À medida que as eleições se aproximavam, o grupo começou a distanciar-se da causa dos professores. Eles prometiam unidade, mas estavam ocupados a negociar acordos políticos que os beneficiariam individualmente. Quando acharam que a oportunidade tinha surgido, criaram um movimento, RADUM. A ideia seria esse partido comandar o sindicato POTS e os professores que tinham prometido apoiar.

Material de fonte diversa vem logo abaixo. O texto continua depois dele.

PR #1748, opened 2020-03-11
Some HTTPException subclasses do not accept response kwarg

zgoda:


.gitignore
```diff
@@ -21,3 +21,4 @@ test_uwsgi_failed
 .idea
 .pytest_cache/
 venv/
+.vscode
```
pgjones: Is this intentional?

pgjones:
I'm not sure the test is required (if so I think it should test all the exception classes) - seems better checked via something like mypy.

.gitignore
ThiefMaster: While people could just use `.git/info/exclude` for local blacklisting of files, I think it makes sense since `.idea` is already in gitignore as well. (but I'd move this line next to the .idea one to keep IDE/editor-related blacklists together)

zgoda: File removed from change, may be introduced in different PR.

zgoda:
I was following CONTRIBUTING guide so there's test for my change. Since mypy is not integrated in the pipeline I extended the test to cover all HTTPException subclasses.

davidism:
Changed the test to pick all HTTPException subclasses that are errors, instead of a hard coded list.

Essa traição chocou os professores e a comunidade educacional. Os “Amigos da Educação” aproveitaram-se da luta, ganharam visibilidade e foram a correr atrás da cenoura do poder, deixando para trás os educadores que genuinamente lutavam pela melhoria nas escolas. As suas ações destruíram a unidade dos professores.
O sindicato POTS foi enfraquecido devido à desmobilização de todos aqueles que se sentiram traídos, aqueles que verdadeiramente estiveram dedicados à causa, deixando-os numa posição difícil. Enquanto os “Amigos da Educação” pretenderam alcançar o sucesso político, mesmo que temporário, a comunidade educacional estava desiludida e desconfiada de futuros aliados.
A história dos “Amigos da Educação” serve como um lembrete de como a ganância e a ambição pessoal podem prejudicar uma causa nobre e desmobilizar uma luta legítima. A procura sem escrúpulos pelo poder transformou-os em traidores dos professores e a ironia reside no facto de que a sua ânsia egoísta acabou por enfraquecer a causa que diziam apoiar.
Obrigado RADUM, Obrigado a todos aqueles que trocaram a possibilidade do poder por uma causa nacional!”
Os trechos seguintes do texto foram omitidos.